Your result should be every line of the records below that contains the word "handlerName".

(Saved data entries)
****************
PR #2132, opened 2026-06-30
feat(kafka): add dlq on consumer group which ingest from events

Gursimar10:
## Summary by CodeRabbit

* **New Features**
  * Added per-consumer-group Kafka DLQ topic overrides (`topic_dlq`) across multiple consumers, including lazy variants, so each consumer can route failures to its own dead-letter topic.
  * If `topic_dlq` is unset, consumers fall back to the shared Kafka DLQ topic.

* **Bug Fixes**
  * Improved post-retry “poison” handling by routing failed messages to the explicitly configured DLQ topic when available.
  * Updated webhook and integration event consumers to participate in the same explicit DLQ routing behavior.


internal/pubsub/router/router.go
```diff
@@ -115,12 +79,15 @@ func createDLQPublisher(cfg *config.Configuration, logger *logger.Logger) (messa
...
-// AddNoPublishHandler adds a handler that doesn't publish messages
+// AddNoPublishHandler adds a handler that doesn't publish messages.
+// topicDLQ overrides the global DLQ topic for this handler; pass "" to use
+// the global kafka.topic_dlq fallback.
 func (r *Router) AddNoPublishHandler(
 	handlerName string,
 	topicName string,
 	subscriber message.Subscriber,
 	handlerFunc func(msg *message.Message) error,
+	topicDLQ string,
```
DiabolusGX: `topic` and `topicDLQ` next to each other for better readability
```suggestion
    handlerName string,
    topicName string,
    topicDLQ string,
    subscriber message.Subscriber,
    handlerFunc func(msg *message.Message) error,
```

PR #2146, opened 2026-07-01
feat(cache): repo caching

Gursimar10:
## Summary by CodeRabbit

* **New Features**
  * Added caching for several frequently used records, improving read performance for environments, users, groups, and other core data.

* **Bug Fixes**
  * Improved cache reliability by using clearer cache keys, safer cache decoding, and better handling of cache misses and backend errors.
  * Reduced stale data by invalidating cached records after create, update, and delete actions.
  * Adjusted cache lifetimes to better balance freshness and performance.


internal/cache/inmemory.go
```diff
@@ -62,55 +62,84 @@ func GetInMemoryCache() InMemoryCache {
 }
 
 // Get retrieves a value from the cache
-func (c *inMemoryCache) Get(_ context.Context, key string) (interface{}, bool) {
+func (c *inMemoryCache) Get(ctx context.Context, key string) (interface{}, bool) {
 	if c == nil || !c.IsEnabled() {
 		return nil, false
 	}
-	return c.cache.Get(key)
+	if ctx.Err() != nil {
```
DiabolusGX: I don't think we need this check, any all methods wherever added in this PR

internal/cache/inmemory.go
```diff
@@ -62,55 +62,84 @@ func GetInMemoryCache() InMemoryCache {
...
+		return nil, false
+	}
+	value, found := c.cache.Get(key)
+	if found {
+		RecordHit(ctx, entityFromKey(key), SourceInMemory)
+	} else {
+		RecordMiss(ctx, entityFromKey(key), SourceInMemory)
```
DiabolusGX: either make a common function, `recordCacheHit` which will set `hit = true/false` or just remove both, we can rely on redis cache hit rate metric

internal/cache/inmemory.go
```diff
@@ -11,7 +11,7 @@ import (
 )
 
 // DefaultExpiration is the default expiration time for cache entries
-const DefaultExpiration = 30 * time.Minute
+const DefaultExpiration = 2 * time.Minute
```
DiabolusGX, line 14: this is not being used anywhere right? Should we remove it?

internal/cache/observe.go
```diff
@@ -0,0 +1,66 @@
...
+	sp.AddEvent(name, trace.WithAttributes(
+		attribute.String("cache.entity", entity),
+		attribute.String("cache.source", source),
+	))
+}
+
+// RecordLookup records a cache lookup outcome as an OTel span event, emitting a
+// hit event when hit is true and a miss event otherwise. entity is the domain
+// entity name (e.g. "customer"), source is "inmemory" or "redis".
+func RecordLookup(ctx context.Context, entity, source string, hit bool) {
```
DiabolusGX:
```suggestion
func recordLookup(ctx context.Context, entity, source string, hit bool) {
```

internal/cache/inmemory.go
```diff
@@ -83,31 +85,38 @@ func (c *inMemoryCache) ForceCacheSet(ctx context.Context, key string, value int
 	c.cache.Set(key, value, expiration)
 }
 
-func (c *inMemoryCache) ForceCacheDelete(_ context.Context, key string) {
+func (c *inMemoryCache) ForceCacheDelete(ctx context.Context, key string) {
```
DiabolusGX: there's no `recordDelete` in this?

internal/cache/observe.go
```diff
@@ -0,0 +1,66 @@
...
+)
+
+// Cache source labels used in observability events.
+const (
+	SourceInMemory = "inmemory"
+	SourceRedis    = "redis"
+)
+
+// recordEvent adds a cache observability event to the active span, if any.
+func recordEvent(ctx context.Context, name, entity, source string) {
```
DiabolusGX: I'd say we can directly use this method and don't need wrappers like `recordSet` or `recordDelete`.
See how we're currently using `StartRepositorySpan` in ent repos.

DiabolusGX: We can return `trace` take the same trace in input of helpers (like `RecordLookup`) to mark it as hit/miss.
We're currently starting new trace just to mark another trace hit/miss. It will cost a lot more plus the single trace will not have all of its own details

internal/repository/factory.go
```diff
@@ -152,39 +152,39 @@ func NewEntitlementRepository(p RepositoryParams) entitlement.Repository {
...
+	return entRepo.NewSecretRepository(p.EntClient, p.Logger, p.RedisCache)
 }
 
 func NewCreditGrantRepository(p RepositoryParams) creditgrant.Repository {
-	return entRepo.NewCreditGrantRepository(p.EntClient, p.Logger, p.InMemoryCache)
+	return entRepo.NewCreditGrantRepository(p.EntClient, p.Logger, p.RedisCache)
 }
 
 func NewCostsheetRepository(p RepositoryParams) costsheet.Repository {
 	return entRepo.NewCostsheetRepository(p.EntClient, p.Logger, p.InMemoryCache)
```
DiabolusGX: remove `p.InMemoryCache` if not being used from all entities

internal/cache/inmemory.go
Gursimar10: it is being used during InitializeInMemoryCache

DiabolusGX (approved):

PR #2157, opened 2026-07-03
feat(meter-usage): Use redis lock to prevent duplicates

DiabolusGX:
## Summary by CodeRabbit

* **New Features**
  * Added `redis_deduplication_enabled` (default: enabled) to prevent duplicate meter-usage event processing via distributed locking.
  * Plan price sync now uses the same distributed lock mechanism to avoid concurrent sync runs for the same plan.
* **Improvements**
  * Cache keys are now context-aware, and more cache reads/writes are backed by Redis for more consistent behavior across the service.
* **Documentation**
  * Updated release messaging to better reflect lock acquisition outcomes versus “already in progress” scenarios.


internal/ee/service/meter_usage_tracking.go
```diff
@@ -286,6 +288,21 @@ func (s *meterUsageTrackingService) getMetersForEvent(ctx context.Context, event
...
 func (s *meterUsageTrackingService) processEvent(ctx context.Context, event *events.Event) error {
+	// Step 0: Check if the event is already processed
+	if s.Config.MeterUsageTracking.RedisDeduplicationEnabled &&
+		s.ServiceParams.RedisCache != nil {
+		eventId := event.ID
+		cacheKey := cache.GenerateKey(cache.PrefixEvent, eventId)
+		locked, err := s.ServiceParams.RedisCache.AcquireLock(ctx, cacheKey, eventDeduplicationLockTTL)
+		if err != nil {
+			return fmt.Errorf("failed to check if event is already processed: %w", err)
+		}
```
nkmishra1997, line 299: should clear lock on error so that the retry event does not skip it

PR #2161, opened 2026-07-03
fix(tracing): make DB spans visible as Database Calls in OTEL + per-statement Postgres/ClickHouse spans

nkmishra1997:
## Problem

`FLEXPRICE_OTEL_TRACES_STORAGE_SPANS_ENABLED=true` was enabled on production (`flexprice-api-v4`, ap-south-1) but no DB spans appeared in SigNoz's trace waterfall highlighting or the **Database Calls** tab.

Investigation showed the spans (`postgres.transaction`, `clickhouse.*`) **were** being exported, but as `SpanKindInternal` with no `db.system` attribute. SigNoz's Database Calls tab only counts spans with `spanKind = Client` **and** a non-empty `db.system`, so they were invisible where operators look for DB activity.

Additionally, Postgres coverage was transaction-only, several ClickHouse operations (`query`, `exec`, `prepare_batch`, `async_insert`, `batch_send`) had their instrumentation commented out, and the repository layer (~49 files across `internal/repository/ent` and `internal/repository/clickhouse`) already calls `StartRepositorySpan` around essentially every read/write — but both implementations were no-op stubs, so none of those existing call sites ever emitted anything.

## Changes

**`internal/tracing/tracing.go`**
- `StartDBSpan` / `StartClickHouseSpan` / `StartRepositorySpan` now start spans with `SpanKindClient` and the OTel `db.system` semconv attribute (`postgresql` / `clickhouse`) via a shared `startStorageSpan` helper.
- `startStorageSpan` itself is gated on `otel.traces.storage_spans_enabled`, so every storage span obeys the one flag regardless of call path (per review).
- `StartRepositorySpan` takes an explicit `dbSystem` argument.

**`internal/repository/ent/helper.go`, `internal/repository/clickhouse/helper.go` — the existing repo-layer spans, now live**
- The previously no-op `StartRepositorySpan` free functions are wired to the real `tracing.Service` via a package-level `SetTracingService` setter, so no repository constructor changes. Every existing call site (~49 files) now emits a real `repository.<entity>.<operation>` span tagged `SpanKindClient` + `db.system` — this is what provides per-read/write Postgres and ClickHouse coverage.
- `internal/repository/factory.go` adds `InitTracing(tracingSvc)`; called via `fx.Invoke` in `cmd/server/main.go`.
- `internal/ee/service/event.go`'s two direct callers pass `db.system=clickhouse` explicitly.

**`internal/postgres/client.go`**
- The `TracingClient` `IClient` wrapper (`monitoring.go`) is deleted; the `postgres.transaction` span and reader/writer routing tags (`db.endpoint`, `db.resolved_target`) now live directly on `Client.WithTx`/`Reader`/`Writer` with nil-safe tracing checks. `NewEntClients` keeps its original `(config, logger)` signature — no script changes.
- An earlier revision added a custom traced Ent `dialect.Driver` for per-SQL-statement spans; it was dropped in review as redundant with the repository-layer spans (see discussion). If raw-SQL spans are ever needed, an off-the-shelf `database/sql` instrumentation lib is the better route.

**`internal/clickhouse/clickhouse.go`**
- Enabled the previously commented-out spans (`query`, `exec`, `prepare_batch`, `async_insert`, `batch_send`); standardized the query-text attribute to `db.statement`; `batch_send` now parents to the PrepareBatch context instead of being dropped.
- All traced methods record error status on failure so failed DB calls no longer render as successful spans (per review).

All spans remain gated on `FLEXPRICE_OTEL_TRACES_STORAGE_SPANS_ENABLED` (default false); at default everything above is a no-op.

## Known limitation

Repository-layer call sites discard the child context `StartRepositorySpan` returns, so repo spans render as siblings of the request span rather than nesting lower-level spans (e.g. ClickHouse query spans) under them. Fixing that means threading a reassigned context through ~150 call sites across 49 files — deferred. They still appear correctly in the Database Calls tab and search.

## Verification

- `go build ./cmd/... ./internal/... ./scripts/...`, `go vet`, and `gofmt` clean (excluding a pre-existing vet issue in the generated `api/custom/go` SDK).
- `go test`: 1848 tests pass across the 9 affected packages.
- Verified against production: flag confirmed set on task def `web_api:570`; SigNoz confirmed spans arriving with `kind=Internal`, `db.system=''` (the root cause), including the previously-no-op `repository.GetUsageByMeter.*` spans.

## Note for reviewers

Span volume increases from ~1 span per transaction to ~1 span per repository method call plus per-query ClickHouse spans. The flag can be flipped off instantly via env if ingest cost is a concern.

## Summary by CodeRabbit

* **New Features**
  * Repository, database, and ClickHouse operations now emit richer tracing data for better request visibility and diagnostics.
  * Transaction activity can now be traced more consistently when storage spans are enabled.

* **Bug Fixes**
  * Improved error reporting in traced database and ClickHouse operations so failed calls are marked correctly.
  * Connection, batch, and async insert flows now finish spans more reliably, reducing missing trace data.


internal/postgres/traced_driver.go
```diff
@@ -0,0 +1,129 @@
...
+// Span creation is gated per call on otel.traces.storage_spans_enabled
+// (env: FLEXPRICE_OTEL_TRACES_STORAGE_SPANS_ENABLED); at default (false) the
+// wrapper is a pure passthrough.
+type tracedDriver struct {
+	dialect.Driver
+	tracing  *tracing.Service
+	endpoint string // "writer" or "reader"
+}
+
+func newTracedDriver(drv dialect.Driver, tracingSvc *tracing.Service, endpoint string) dialect.Driver {
```
nkmishra1997: is this traced driver still required and are we still using it? if no remove if yes then can we try to do without it?

nkmishra1997: Removed in the latest commit. It was live (it was the source of the per-SQL-statement `postgres.select`/`postgres.insert` spans), but with the repository-layer spans now wired — every read/write already emits `repository.<entity>.<operation>` as a DB client span — the statement-level granularity wasn't worth a custom driver type plus the extra span volume. `traced_driver.go` is deleted and `NewEntClients` is back to its original `(config, logger)` signature, so all the script call-site changes are reverted too. If we ever want raw-SQL spans later, the cleaner route would be an off-the-shelf `database/sql` instrumentation lib (e.g. otelsql) rather than a hand-rolled Ent driver wrapper.

DiabolusGX (approved):

PR #2200, opened 2026-07-08
feat(tracing): emit db.resolved_target on Kafka consumer workloads

ojasagarwal-flex:
## Problem

The reader/writer Postgres router records the `db.resolved_target` span tag (`reader` / `writer` / `writer_pinned` / `writer_via_tx` / `writer_forced`) **only on the span already present in the context** (`GetSpanFromContext`) — it does not create one:

```go
// internal/postgres/client.go
if span := c.tracing.GetSpanFromContext(ctx); span != nil {
    span.SetTag("db.resolved_target", target)   // skipped entirely if span == nil
}
```

- **HTTP API:** otelgin creates a per-request server span → tag lands → visible in SigNoz.
- **Consumers:** each handler processes its message on a bare `context.Background()` with **no span**, so `GetSpanFromContext` returns nil and the tag is silently dropped. DB routing is invisible on the consumer workloads — you can't tell whether consumer reads hit the replica, the writer, or resolved to `writer_pinned` after a write.

## Fix

Start a per-message root span on each consumer handler, mirroring the package-global pattern the ent/clickhouse repo helpers already use (`StartRepositorySpan`), so no `*tracing.Service` has to be threaded through 9 constructors:

- **`internal/tracing/global.go`** — `SetDefaultService` + `StartConsumerSpan(ctx, name)`. Nil-safe: returns `(nil, ctx)` when tracing is disabled/unwired, and `*Span` methods are nil-safe.
- **`InitTracing`** — wires the default service next to the existing ent/clickhouse wiring (one call site).
- **9 `ee/service` consumer handlers** — start the span immediately after each builds its per-message context, so downstream DB spans resolve their target onto a live span. Brings consumers to parity with the API.

### Special case: `onboarding.go`
Its context is handed to a goroutine (`go s.generateEvents(bgCtx, …)`) that outlives the handler. A function-scope `defer span.Finish()` would end the span before the async DB writes run and drop the tag, so the span is finished **inside** the goroutine instead:
```go
go func() {
    defer span.Finish()
    s.generateEvents(bgCtx, &eventMsg)
}()
```

## Scope / risk

Observability-only. No behavioral change, and a complete no-op when `FLEXPRICE_OTEL_TRACES_*` is disabled. `go build ./internal/...` and `go vet ./internal/ee/service/` are green; gofmt-clean.

## Verify after deploy
In SigNoz, filter consumer traces (e.g. span name `kafka.consume.event_post_processing`) and confirm `db.resolved_target` is now populated — expect `writer_pinned` on reads that follow a write in the same message (read-your-writes via the writer pin), and `reader` on independent reads.

## Summary by CodeRabbit

* **Enhancements**
  * Improved message processing by preserving context across event, usage, webhook, and integration workflows.
  * Added consistent tracing for consumed messages, including success and error status reporting.
  * Improved context propagation for tenant and environment information during downstream processing.

* **Bug Fixes**
  * Improved reliability of context-dependent routing, processing, and monitoring across asynchronous message handling.


internal/ee/service/onboarding.go
```diff
@@ -267,8 +267,17 @@ func (s *onboardingService) processMessage(msg *message.Message) error {
...
+	// goroutine that outlives this handler, so the span is finished when that
+	// goroutine completes (not via defer here) or the tag would be dropped.
+	span, bgCtx := kafka.StartConsumerSpan(bgCtx, "onboarding")
+
 	// Start a goroutine to generate events at a rate of 1 per second
-	go s.generateEvents(bgCtx, &eventMsg)
+	go func() {
+		defer span.Finish()
+		s.generateEvents(bgCtx, &eventMsg)
+	}()
```
nkmishra1997: can make this sync now

nkmishra1997 (approved):

PR #2236, opened 2026-07-13
feat(webhooks): add event.rejected webhook for unmetered events (FLE-940)

ojasagarwal-flex:
## What & why
Sarvam (and any customer) has no visibility today when an ingested usage event matches **no meter** — it's silently dropped in the meter-usage consumer, so misconfigured/typo'd event names quietly lose usage. This adds an **`event.unmatched`** webhook for those events.

Fires when an event produces **no meter usage**, covering both drop points in `meter_usage_tracking.go`:
- no meter is registered for the event name, **or**
- meters exist for the name but filters/quantity excluded all of them (previously not even logged).

## Design
- **Opt-in**: `meter_usage_tracking.unmatched_event_webhook_enabled` (default `false`).
- **Throttled**: at most once per configurable window (`unmatched_event_webhook_window`, default `10m`) per `(tenant, env, event_name)`, via a Redis lock keyed by event name — distinct from the existing event-ID dedup lock. No Redis ⇒ fail-open (publishes every unmatched event rather than dropping the signal).
- **Best-effort**: publish failures are logged, never returned — can't block or fail meter processing.
- **Pass-through payload builder**: the event snapshot is in-hand at publish time, so no entity re-fetch / ClickHouse round-trip (unlike the feature/customer builders).
- **Audience filtering is downstream**: only tenants subscribed via Svix / native config receive it; the producer publishes unconditionally.

## Files
- `types/webhook.go`, `types/entity.go` — `event.unmatched` name, reason, `SystemEntityTypeEvent`
- `webhook/dto/event.go`, `webhook/payload/event.go`, `webhook/payload/factory.go` — DTO + builder + registration
- `config/config.go`, `config/config.yaml` — two config fields (off by default)
- `ee/service/meter_usage_tracking.go` — `publishUnmatchedEventWebhook` helper + single call site
- `api/v1/webhook_internal.go` — OpenAPI doc stub

## Testing
- Unit tests: builder round-trip + invalid input; helper disabled-noop, enabled-publishes, per-event-name throttle, no-locker fail-open.
- `go build ./internal/...`, `go vet`, `gofmt` clean.

## Follow-ups (not in this PR)
- Not yet driven end-to-end through Kafka→Svix (verified via unit tests + build).
- `make swagger` not run — doc stub is in place but the spec/SDKs aren't regenerated.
****************
_Reply:_
 	handlerName string,
    handlerName string,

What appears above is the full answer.